What gave you the idea of setting up a fleet of vans as minilabs to travel around China to test medicines?
Counterfeit medicines are a major public health risk for all communities. The phenomenon has grown in recent years due to counterfeiting methods becoming more sophisticated and counterfeit products looking so similar to the genuine product that they deceive health professionals as well as patients.
Eliminating them is a considerable public health challenge. In China, as everywhere in the world, counterfeit medicines and substandard drugs are mainly occurring in the rural areas where drug administration is weak since the institutes for drug quality control are located in urban areas. In order to combat the counterfeits and to protect the health of people living in rural areas, under the instruction of the State Food and Drug Administration (SFDA), the National Institute for the Control of Pharmaceutical and Biological Products (NICPBP) developed mobile labs for field testing.
How many vans and people do you now have on your team?
We now have nearly 400 mobile labs up and running in China. There are usually two to four people working in the van. By the end of 2009 over 310,000 had been visited and about one million batches of samples had been screened.
What role does technology play in addressing the issue of counterfeit medicines in China?
The scientific equipment in a mobile lab includes an NIR (near-infrared) spectrometer, TLC (Thin-Layer Chromotography) equipment, colorimeter, digital photography, visible microscopy and various test kits for specific chemical reactions.
The main screening tool in the mobile lab is based on an NIR spectrometer and a pre-developed, standard library of NIR spectra of selected, commonly used pharmaceutical products in China.
And, the all-important question really, do you think this initiative is having an impact?
Yes, I do believe we are having an impact. The mobile labs have played a very important role in some emergency response situations such as the Wuncui earthquake disaster in May 2008, when all district drug control labs were destroyed. One key sign that the programme has been deemed a success is that it is being expanded.
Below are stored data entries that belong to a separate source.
PR #15429, opened 2021-04-06
#15308 Introduces a SchemaManager to create a sql file based test sch…

pabloelcolombiano:
This commit introduces a test schema management strategy based on SQL files.

The developer is entitled, e.g. in `tests/bootstrap.php`, to provide one file or an array of files, containing the SQl commands to be run prior to the test suite to start.

The whole schema gets dropped, recreated and the table are truncated prior to the test suite to run.

This strategy will find a corresponding, more efficient, approach in the Migrations plugin.

### DIFF
--- a/src/TestSuite/Schema/SchemaCleaner.php
+++ b/src/TestSuite/Schema/SchemaCleaner.php
@@ -33,20 +33,13 @@ class SchemaCleaner
     protected $io;
 
     /**
-     * @var bool
-     */
-    protected $isDroppingEnabled = true;
-
-    /**
      * SchemaCleaner constructor.
      *
      * @param \Cake\Console\ConsoleIo|null $io Outputs if provided.
-     * @param bool $enableDropping Enable dropping (useful for testing purposes)
      */
-    public function __construct(?ConsoleIo $io = null, ?bool $enableDropping = true)
+    public function __construct(?ConsoleIo $io = null)
     {
         $this->io = $io;
-        $this->isDroppingEnabled = $enableDropping;
     }
 
     /**
@@ -59,9 +52,7 @@ class SchemaCleaner
      */
     public function dropTables(string $connectionName, $tables = null): void
     {
-        if ($this->isDroppingEnabled === true) {
-            $this->handle($connectionName, 'dropTableSql', 'dropping', $tables);
-        }
+        $this->handle($connectionName, 'dropTableSql', 'dropping', $tables);
     }
 
     /**
--- a/src/TestSuite/Schema/SchemaCleaner.php
+++ b/src/TestSuite/Schema/SchemaCleaner.php
@@ -54,8 +54,8 @@ class SchemaCleaner
     /**
      * Truncate all tables of the provided connection.
      *
-     * @param \Cake\Console\ConsoleIo|null $io Console IO to output the processes.
      * @param string $connectionName Name of the connection.
+     * @param \Cake\Console\ConsoleIo|null $io Console IO to output the processes.
      * @return void
      * @throws \Exception if the truncation failed.
      */
@@ -117,9 +117,7 @@ class SchemaCleaner
     }
 
     /**
-     *
      * @param string $msg Message to display.
-     *
      * @param \Cake\Console\ConsoleIo|null $io Console IO.
      * @return void
      */
--- a/src/TestSuite/Schema/SchemaCleaner.php
+++ b/src/TestSuite/Schema/SchemaCleaner.php
@@ -33,34 +33,80 @@ class SchemaCleaner
     protected $io;
 
     /**
+     * @var bool
+     */
+    protected $isDroppingEnabled;
+
+    /**
      * SchemaCleaner constructor.
      *
      * @param \Cake\Console\ConsoleIo|null $io Outputs if provided.
+     * @param bool|null $enableDropping Enable dropping (useful for testing purposes)
      */
-    public function __construct(?ConsoleIo $io = null)
+    public function __construct(?ConsoleIo $io = null, ?bool $enableDropping = true)
     {
         $this->io = $io;
+        $this->isDroppingEnabled = $enableDropping;
     }
 
     /**
      * Drop all tables of the provided connection.
      *
      * @param string $connectionName Name of the connection.
+     * @param array|null $tables Tables to truncate (all if not set).
      * @return void
      * @throws \Exception if the dropping failed.
      */
-    public function dropTables(string $connectionName)
+    public function dropTables(string $connectionName, $tables = null): void
     {
-        $this->info('Dropping all tables for connection ' . $connectionName);
+        if ($this->isDroppingEnabled === true) {
+            $this->handle($connectionName, 'dropTableSql', 'dropping', $tables);
+        }
+    }
 
+    /**
+     * Truncate all tables of the provided connection.
+     *
+     * @param string $connectionName Name of the connection.
+     * @param array|null $tables Tables to truncate (all if not set).
+     * @return void
+     * @throws \Exception if the truncation failed.
+     */
+    public function truncateTables(string $connectionName, $tables = null): void
+    {
+        $this->handle($connectionName, 'truncateTableSql', 'truncating', $tables);
+    }
+
+    /**
+     * @param string $connectionName Name of the connection.
+     * @param string $dialectMethod Method applied to the SQL dialect.
+     * @param string $action Action displayed in the info message
+     * @param string[]|null $tables Tables to truncate (all if null)
+     * @return void
+     * @throws \Exception
+     */
+    protected function handle(string $connectionName, string $dialectMethod, string $action, $tables): void
+    {
         $schema = $this->getSchema($connectionName);
         $dialect = $this->getDialect($connectionName);
+        $allTables = $schema->listTables();
+        if (is_null($tables)) {
+            $tables = $allTables;
+        } else {
+            $tables = array_intersect($allTables, $tables);
+        }
+
+        $this->displayInfoMessage($connectionName, $tables, $action);
+
+        if (empty($tables)) {
+            return;
+        }
 
         $stmts = [];
-        foreach ($schema->listTables() as $table) {
+        foreach ($tables as $table) {
             $table = $schema->describe($table);
             if ($table instanceof TableSchema) {
-                $stmts = array_merge($stmts, $dialect->dropTableSql($table));
+                $stmts = array_merge($stmts, $dialect->{$dialectMethod}($table));
             }
         }
 
@@ -68,28 +114,19 @@ class SchemaCleaner
     }
 
     /**
-     * Truncate all tables of the provided connection.
+     * Display message in info.
      *
      * @param string $connectionName Name of the connection.
+     * @param array $tables Table handled.
+     * @param string $action Action performed.
      * @return void
-     * @throws \Exception if the truncation failed.
      */
-    public function truncate(string $connectionName)
+    protected function displayInfoMessage(string $connectionName, array $tables, string $action): void
     {
-        $this->info('Truncating all tables for connection ' . $connectionName);
-
-        $stmts = [];
-        $schema = static::getSchema($connectionName);
-        $dialect = static::getDialect($connectionName);
-        $tables = $schema->listTables();
-        foreach ($tables as $table) {
-            $table = $schema->describe($table);
-            if ($table instanceof TableSchema) {
-                $stmts = array_merge($stmts, $dialect->truncateTableSql($table));
-            }
-        }
-
-        $this->executeStatements(ConnectionManager::get($connectionName), $stmts);
+        $msg = [ucwords($action)];
+        $msg[] = count($tables) . ' tables';
+        $msg[] = 'for connection ' . $connectionName;
+        $this->info(implode(' ', $msg));
     }
 
     /**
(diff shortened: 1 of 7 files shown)


src/Database/Schema/MysqlSchemaDialect.php
```diff
@@ -67,7 +67,7 @@ public function describeOptionsSql(string $tableName, array $config): array
     /**
      * @inheritDoc
      */
-    public function convertOptionsDescription(TableSchema $schema, array $row): void
+    public function convertOptionsDescription(TableSchemaInterface $schema, array $row): void
```
ADmad, line 70: You need to revert these signature changes. We cannot change method signatures in minor releases as it would be a BC break.

pabloelcolombiano: Alright, will do.

src/TestSuite/Schema/SchemaCleaner.php
```diff
@@ -0,0 +1,126 @@
...
+            });
+        });
+    }
+
+    /**
+     * @param \Cake\Console\ConsoleIo|null $io Console IO.
+     * @param string         $msg Message to display.
+     * @return void
+     */
+    private static function info($io, string $msg): void
```
markstory, line 102:
```suggestion
    private static function info(?ConsoleLog $io, string $msg): void
```

Could have a typehint here.

src/TestSuite/Schema/SchemaCleaner.php
```diff
@@ -0,0 +1,126 @@
...
+{
+    /**
+     * Drop all tables of the provided connection.
+     *
+     * @param string $connectionName Name of the connection.
+     * @param \Cake\Console\ConsoleIo|null $io Console IO to output the processes.
+     * @return void
+     * @throws \Exception if the dropping failed.
+     */
+    public static function drop(string $connectionName, ?ConsoleIo $io = null)
```
markstory, line 39: Any reason these methods need to be static? We could make an instance and pass in the ConsoleIo as a constructor parameter. It makes the other methods a bit simpler.

src/TestSuite/TestConnectionManager.php
```diff
@@ -0,0 +1,94 @@
...
+        }
+    }
+
+    /**
+     * Unset the phinx migration tables from an array of tables.
+     *
+     * @param  string[] $tables Array of strings with table names.
+     * @return array
+     */
+    public static function unsetMigrationTables(array $tables): array
```
markstory, line 47: Couldn't this go on `SchemaCleaner` as well? The other methods in this class are related to connection management. This method feels out of place.

src/TestSuite/Schema/SchemaManager.php
```diff
@@ -0,0 +1,81 @@
...
+    {
+        $files = (array)$file;
+
+        $migrator = new static($verbose);
+
+        SchemaCleaner::drop($connectionName, $migrator->io);
+
+        foreach ($files as $file) {
+            if (!file_exists($file)) {
+                throw new \RuntimeException(__('cake', 'The file {0} was not found.', $file));
```
garas, line 62: Strings for the developer shouldn't be translatable.

src/TestSuite/Schema/SchemaCleaner.php
pabloelcolombiano: Yes, updated.

src/TestSuite/TestConnectionManager.php
pabloelcolombiano: Agreed, done.

src/TestSuite/Schema/SchemaManager.php
pabloelcolombiano: Alright, done

markstory (commented):
Looking good, there are a few style/typechecker errors. If you need help with those let me know.

src/TestSuite/Schema/SchemaCleaner.php
pabloelcolombiano: These methods could be called within setUp or tearDown of tests easily if they are static.
If a given test modifies intentionally the schema, the developer can decide to rebuild the schema by dropping it and re-running the Schema construction (with SchemaManager or Mogrator).

This is the motivation for these being static. The $io is there more for the SchemaManager to pass on its own $io.

Does this make sense?

src/TestSuite/Schema/SchemaCleaner.php
```diff
@@ -0,0 +1,148 @@
...
+    {
+        self::info('Dropping all tables for connection ' . $connectionName, $io);
+
+        $schema = static::getSchema($connectionName);
+        $dialect = static::getDialect($connectionName);
+
+        $stmts = [];
+        foreach ($schema->listTables() as $table) {
+            $table = $schema->describe($table);
+            $stmts = array_merge($stmts, $dialect->dropTableSql($table));
```
pabloelcolombiano, line 48: @markstory I am not sure on how to solve this error. To my understanding, there is an inconsistency in the dropTableSql(), and generally in most of the SchemaDialect's method with a TableSchema and not a TableSchemaInterface as parameter.

How would you solve that?

src/TestSuite/Schema/SchemaCleaner.php
```diff
@@ -0,0 +1,148 @@
...
+        static::info('Truncating all tables for connection ' . $connectionName, $io);
+
+        $stmts = [];
+        $schema = static::getSchema($connectionName);
+        $dialect = static::getDialect($connectionName);
+        $tables = $schema->listTables();
+        $tables = self::unsetMigrationTables($tables);
+        foreach ($tables as $table) {
+            $table = $schema->describe($table);
+            $stmts = array_merge($stmts, $dialect->truncateTableSql($table));
```
pabloelcolombiano, line 73: Same as above.

src/TestSuite/Schema/SchemaCleaner.php
pabloelcolombiano: ps: I am also O.K. to have the schema cleaner methods non-static, especially if you think that it would more fit the Cake spirit.

othercorey:
This is failing all unit tests currently. Can you check that error?

src/TestSuite/Schema/SchemaCleaner.php
markstory: You could use an `instanceof` check to only call dropTableSql on objects that implement the correct interface.

src/TestSuite/Schema/SchemaCleaner.php
markstory: `instanceof` or `method_exists()` is how we solve this in other places.

src/TestSuite/Schema/SchemaCleaner.php
pabloelcolombiano: Agreed, I'll update accordingly

src/TestSuite/Schema/SchemaCleaner.php
pabloelcolombiano: Agreed, I'll update accordingly

src/TestSuite/Schema/SchemaCleaner.php
markstory: My personal bias is to avoid static methods unless they are the only way of doing something. These methods could be exposed via the `FixtureManager` if we require a more convenient way to access them. I suspect that dropping schema is a rare task in applications and it doesn't need to be 'easy'.

src/TestSuite/TestConnectionManager.php
pabloelcolombiano: I've cleaned up a bit that part of the code, which also convinced me that there was way too much staticity there.
Let me know if this works for you!

markstory:
@pabloelcolombiano Would you like a hand with getting the tests fixed on this?

pabloelcolombiano:
@markstory @othercorey I'll have some time planned for that this end of week. I'll ping you if I am blocked somewhere.
The tests run for me locally, so I am surprised. I suspect that the truncation of the test schema has an impact on other tests. 
Any input is welcome, but yes I'll put my hands on that this weekend!

pabloelcolombiano:
@markstory @othercorey I have moved the schema dropping tests at the end of the suite, which seams to fix the tests (at least for me locally).
I am not very happy with that solution, and I am wondering why this is happening.
Aren't the fixtures supposed to create the schema from scratch before every test case?
If this has changed already (as this was the scope of 4.3), then it would explain why dropping the schema in the middle of the suite has the other tests failing.

tests/TestCase/TestSuite/Schema/SchemaManagerTest.php
```diff
@@ -0,0 +1,99 @@
...
+
+    private function listTables(): array
+    {
+        $connection = ConnectionManager::get('test');
+        /** @var SchemaDialect $dialect */
+        $dialect = $connection->getDriver()->schemaDialect();
+
+        $stmt = $dialect->listTablesSql($connection->config());
+
+        return $connection->execute($stmt[0], $stmt[1])->fetchAll(StatementInterface::FETCH_TYPE_NUM);
```
garas, line 97:
```suggestion
        [$sql, $params] = $dialect->listTablesSql($connection->config());

        return $connection->execute($sql, $params)->fetchAll(StatementInterface::FETCH_TYPE_NUM);
```

tests/TestCase/TestSuite/Schema/SchemaCleanerTest.php
```diff
@@ -0,0 +1,132 @@
...
+    public function testDropSchema()
+    {
+        $connection = ConnectionManager::get('test');
+        /** @var SchemaDialect $dialect */
+        $dialect = $connection->getDriver()->schemaDialect();
+
+        $this->createSchemas();
+
+        $stmt = $dialect->listTablesSql($connection->config());
+        $tables = $connection->execute($stmt[0], $stmt[1])->fetch();
```
garas, line 52:
```suggestion
        [$sql, $params] = $dialect->listTablesSql($connection->config());
        $tables = $connection->execute($sql, $params)->fetch();
```

pabloelcolombiano:
@markstory I am stuck right now with the few failing tests left.
* Microsoft server: dropping fails due to foreign key constrain
* MySQL 8 fails at some other place than the tests concerning the present task.
* Postgres generates a silent error.

I will keep on debugging that, but any help there is welcome.

markstory:
> Aren't the fixtures supposed to create the schema from scratch before every test case?

Kind of. The fixture manager will create the tables if they are missing. If the table was created by the fixture manager, it assumes it will also be dropping that table at the end of the test run. Tables aren't expected to be dropped in the middle of a test run.

> If this has changed already (as this was the scope of 4.3), then it would explain why dropping the schema in the middle of the suite has the other tests failing.

We haven't switched the core tests over to data-only fixtures as the way to create schema hasn't been added yet.

src/TestSuite/Schema/SchemaCleaner.php
```diff
@@ -0,0 +1,140 @@
...
+    }
+
+    /**
+     * Drop all tables of the provided connection.
+     *
+     * @param string $connectionName Name of the connection.
+     * @return void
+     * @throws \Exception if the dropping failed.
+     */
+    public function drop(string $connectionName)
```
markstory, line 52:
```suggestion
    public function dropTables(string $connectionName)
```

Should these names indicate that they will operate on all tables in the connection? I can make that change if you're ok with it.

markstory:
I'm able to reproduce the postgres crash locally, and will look into it further.

tests/TestCase/TestSuite/Schema/SchemaCleanerTest.php
```diff
@@ -0,0 +1,132 @@
...
+        $this->assertSame(
+            1,
+            $connection->newQuery()->select('id')->from('test_table2')->execute()->count()
+        );
+
+        $this->expectException(\PDOException::class);
+        $connection->delete('test_table');
+    }
+
+    public function testDropSchema()
```
markstory, line 43: The tests for `SchemaCleaner` are the ones causing tests to crash in postgres. Dropping all the tables in the connection results in an uncaught exception when the `FixtureManager` attempts to clean up fixtures. 

Some potential solutions I can think of are:

1. Test this method with a mocked cleaner that doesn't actually execute SQL.
2. Add parameters to only drop a subset of tables. If that parameter is omitted `$schema->listTables()` can be used.

I'm generally not a fan of mocks but this might be a good fit for them given the destructive nature of dropping tables.

pabloelcolombiano: Thanks for the hint. I'll give option 2 a try.

pabloelcolombiano: @markstory Did some refactoring to pass a set of tables when truncating/refactoring, in the line of the second solution you suggested. Let's see how the CI reacts to that...

markstory:
Looking much better as far as CI is concerned. Looks like there is only a few typechecker errors. Don't worry about the MySQL 8 build right now it is being strange.

pabloelcolombiano:
> Looking much better as far as CI is concerned. Looks like there is only a few typechecker errors. Don't worry about the MySQL 8 build right now it is being strange.

Did a fix to have Psalm clear. Hope that we are close to shipping. Let me know if you have any concerns on the implementation of the code or tests.

othercorey:
If this is ready for review, please mark it. It is currently Draft.

markstory:
> Did a fix to have Psalm clear. Hope that we are close to shipping. Let me know if you have any concerns on the implementation of the code or tests.

Looks good to me. If you make it ready for review we can get it merged in so that the next block of work can be done.

markstory:
Thank you for putting this together! :clap: I guess the next step is to get migrations updated so migrations can be run during tests/bootstrap.php?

What are the future plans for the programme?
As I mentioned earlier, the programme is to be expanded into the development of a second generation of mobile laboratories, which is currently being developed. This second generation of minilabs will incorporate a patented green High-Performance Liquid Chromotography (HPLC) system that is suitable for mobile operation.
The key to this new HPLC system is that the solvents are close-loop recycled inside the van. And the advantage of implementing the HPLC system in the mobile lab is that if a drug product is suspected as counterfeit by an NIR screening method then an on-site confirmation can be performed by HPLC immediately in the van.